Required work: Your output should be the line with "an Intergovernmental Organization" and all following lines of the data below, through the end, repeated exactly.

Data for this exercise:

PR #10508, opened 2022-12-20
TRD: Adding PID

f3sch:
This adds PID calculations directly to the trd-tracking workflow without creating other DPL devices.
As discussed with @shahor02 the PID value is now part of TrackTRD.
A Dummy object is provided which returns always -1.f as suggested by @martenole.
This is currently the default since no objects are currently in alice-ccdb.

Supersedes #10501

### DIFF
--- a/DataFormats/Detectors/TRD/include/DataFormatsTRD/PID.h
+++ b/DataFormats/Detectors/TRD/include/DataFormatsTRD/PID.h
@@ -1,0 +1,74 @@
+// Copyright 2019-2020 CERN and copyright holders of ALICE O2.
+// See https://alice-o2.web.cern.ch/copyright for details of the copyright holders.
+// All rights not expressly granted are reserved.
+//
+// This software is distributed under the terms of the GNU General Public
+// License v3 (GPL Version 3), copied verbatim in the file "COPYING".
+//
+// In applying this license CERN does not waive the privileges and immunities
+// granted to it by virtue of its status as an Intergovernmental Organization
+// or submit itself to any jurisdiction.
+
+/// @file  PID.h
+/// @author Felix Schlepper
+
+#ifndef TRD_PID_H
+#define TRD_PID_H
+
+#include <array>
+#include <unordered_map>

Solution to the exercise:
+// granted to it by virtue of its status as an Intergovernmental Organization
+// or submit itself to any jurisdiction.
+
+/// @file  PID.h
+/// @author Felix Schlepper
+
+#ifndef TRD_PID_H
+#define TRD_PID_H
+
+#include <array>
+#include <unordered_map>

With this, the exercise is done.